LIFE IN CARAVAN
STORY OF DISPLACED FAMILY UNABLE TO GET STATE HOUSE. MENTIONED IN SUPREME COURT. (By Telegraph—Press Association.! WELLINGTON, This Day. A case in which a man, his wife and three young children have been obliged, according to counsel, Mr G. C. Kent, to live in a caravan, and later in an office in the city, because of failure to obtain a State house, came before the Chief Justice Sir. M. Myers in the Supreme Court today, when Eric Wheaton, aged 29, now a motordriver in tthc R.N.Z.A.F., appeared for sentence on two charges of stealing cars.

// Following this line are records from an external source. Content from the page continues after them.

PR #1144, opened 2022-04-13
core: replace policies with ids in ContractDefinition

### LINKED ISSUE #1137: `ContractDefinitionDtoToContractDefinitionTransformer` does not transform `Policies`
# Bug Report

## Describe the Bug

The `ContractDefinitionDtoToContractDefinitionTransformer` does not transform `Policies`. Therefore, all contract definitions that are created using the DataMgmt API do not contain any policy information besides the ID.

### Expected Behavior

`ContractDefinitionDtoToContractDefinitionTransformer` does not leave out information when creating `ContractDefinition` objects.

### Observed Behavior

`ContractDefinitions` that are created using the DataMgmtAPI carry the expected policy information. The `ContractDefinition` is takes later from the `ContractDefinitionStore` and causes unexpected behavior (e.g. `Offers` are created when the `Permission` wouldn't allow it).

## Steps to Reproduce

- Obvious in the code...

## Context Information

```java
  @Nullable
    public ContractDefinition transform(@Nullable ContractDefinitionDto object, @NotNull TransformerContext context) {
        return Builder.newInstance().id(object.getId()).accessPolicy(org.eclipse.dataspaceconnector.policy.model.Policy.Builder.newInstance().id(object.getAccessPolicyId()).build()).contractPolicy(org.eclipse.dataspaceconnector.policy.model.Policy.Builder.newInstance().id(object.getContractPolicyId()).build()).selectorExpression(org.eclipse.dataspaceconnector.spi.asset.AssetSelectorExpression.Builder.newInstance().criteria(object.getCriteria()).build()).build();
    }
```

## Detailed Description

-

## Possible Implementation

I assume there are two ways to fix this.
1. The `ContractDefinitionDtoToContractDefinitionTransformer` creates the `ContractDefinition` with the correct policy from the policy store.
2. The `ContractDefinition` should only contain the ID of the `Policy` and not the policy objects itself. This would force other components to always get the lates policy from the corresponding store.

I'd go with solution 2. What do you think?

Edit: Just saw that there is a ToDo for solution #2 in the source code. When I was debugging I only had the class files and didn't see it.

ndr-brt:
## What this PR changes/adds

Replace the fields `accessPolicy` and `contractPolicy` with `accessPolicyId` and `contractPolicyId` on `ContractDefinition`, and inject `PolicyStore` to `ContractDefinitionServiceImpl`, `ContractValidationServiceImpl` and `ContractOfferServiceImpl`

## Why it does that

Because policies are stored separately from contract definitions and they can be referenced by their id

## Further notes

- removed `NullAssetIndex` as its use was impossible to reach.
- probably `data-loader-cli` needs further work but seemed too much for this PR. Since data-management api is in place is it still useful?

## Linked Issue(s)

Closes #1137 
Part 3. of #828 

## Checklist


extensions/sql/contract-definition/store/src/test/java/org/eclipse/dataspaceconnector/sql/contractdefinition/store/SqlContractDefinitionStoreTest.java
```diff
@@ -158,17 +159,11 @@ void saveMany_noneExist() {
...
-        sqlContractDefinitionStore.save(newDefs);
-
-        //verify that all have the properties
+        sqlContractDefinitionStore.save(getContractDefinitions(10));
 
         var definitionsRetrieved = sqlContractDefinitionStore.findAll();
 
-        assertThat(definitionsRetrieved).isNotNull();
-        assertThat(definitionsRetrieved).allSatisfy(cd -> assertThat(cd.getContractPolicy().getExtensibleProperties()).containsEntry("somekey", "someval"));
+        assertThat(definitionsRetrieved).hasSize(10);
```
paullatzelsperger, line 166: the `allSatisfy` assertion is actually important, as it makes sure, that all elements have been updated, even the pre-existing ones.

core/contract/src/main/java/org/eclipse/dataspaceconnector/contract/offer/ContractOfferServiceImpl.java
```diff
@@ -37,41 +42,39 @@ public class ContractOfferServiceImpl implements ContractOfferService {
...
     private final ContractDefinitionService definitionService;
     private final AssetIndex assetIndex;
+    private final PolicyStore policyStore;
 
-    public ContractOfferServiceImpl(ParticipantAgentService agentService, ContractDefinitionService definitionService, AssetIndex assetIndex) {
+    public ContractOfferServiceImpl(ParticipantAgentService agentService, ContractDefinitionService definitionService, AssetIndex assetIndex, PolicyStore policyStore) {
         this.agentService = Objects.requireNonNull(agentService, "ParticipantAgentService must not be null");
         this.definitionService = Objects.requireNonNull(definitionService, "ContractDefinitionService must not be null");
         this.assetIndex = Objects.requireNonNull(assetIndex, "AssetIndex must not be null");
+        this.policyStore = policyStore;
```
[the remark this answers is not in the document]
ndr-brt: removed them all, they could not be null since the inject mechanism already assure that they cannot be null

extensions/sql/contract-definition/store/src/test/java/org/eclipse/dataspaceconnector/sql/contractdefinition/store/SqlContractDefinitionStoreTest.java
ndr-brt: I had to remove it since now it's not possible to modify the policy object anymore (the policy object has been replaced by an id). The current assertion verifies that, when you save 3 definitions with id `0, 1, 2` and then you save 10 other definitions `0, 1, 2 ... 9`, the `0, 1, 2` actually got update, so at the end in the store there will be 10 entries, I think it's enough to verify the behavior.

paullatzelsperger: verifying that only makes sure that no more than 10 entities exist in total after the second `save`, but it does not assert whether the pre-existing ones have been _skipped_ or _updated_. 
So should the behavior of the store change at some point from upserting to skipping existing ones, the test would still succeed, which seems odd. Personally I generally want stuff to break when I change something.
what do you think about this:
```java
    @Test
    @DisplayName("Save multiple Contract Definitions with some preexisting Definitions")
    void saveMany_someExist() {
        var preexisting = getContractDefinitions(3);
        sqlContractDefinitionStore.save(preexisting);

        var newDefs = getContractDefinitions(10);
        newDefs.forEach(cd -> cd.getSelectorExpression().getCriteria().add(new Criterion("foo", "=", "bar")));
        sqlContractDefinitionStore.save(newDefs);

        var definitionsRetrieved = sqlContractDefinitionStore.findAll();

        assertThat(definitionsRetrieved).hasSize(10);
        var expectedCriterion = new Criterion("foo", "=", "bar");
        assertThat(definitionsRetrieved).allSatisfy(cd -> assertThat(cd.getSelectorExpression().getCriteria()).hasSize(1)
                .allSatisfy(c -> assertThat(c).isEqualTo(expectedCriterion)));
    }
```
[gist is here](https://gist.github.com/paullatzelsperger/426bdf961cd1e5cc52a0b240b55253aa)

ndr-brt: @paullatzelsperger In my opinion this is over-complicated. I would prefer to have a dedicated test to verify that.
For example, this assertion should be done by `saveOne_alreadyExist_shouldUpdate`:
```
    @Test
    @DisplayName("Save a single Contract Definition that already exists")
    void saveOne_alreadyExist_shouldUpdate() {
        sqlContractDefinitionStore.save(getContractDefinition("id", "policy", "contract"));
        sqlContractDefinitionStore.save(getContractDefinition("id", "updatedAccess", "updatedContract"));

        var result = sqlContractDefinitionStore.findAll();
        
        assertThat(result).hasSize(1).containsExactly(getContractDefinition("id", "updatedAccess", "updatedContract"));
    }
```

PR updated

paullatzelsperger: that's fine too, thanks.

bscholtes1A (approved):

Mr Kent said that four years ago prisoner was living in a house in the suburbs, which was condemned. He could get no other accommodation, but having built a caravan in the drive way alongside the house, he shifted into it with his wife and family and lived in the drive-way, and later in a paddock at Miramar, for about 18 months. Prisoner had had to send two young children to a home and was now living with his wife and his eldest child, aged eight, in a private-owned fiat. Sir. M. Myers said he did not know if there was any kind of priority where by people with families could get State houses. It did seem extraordinary that a man with a family could not get one. There might, of course, be a reason. He would like to know, and would remand prisoner for a week, so that all available relevant information could be got.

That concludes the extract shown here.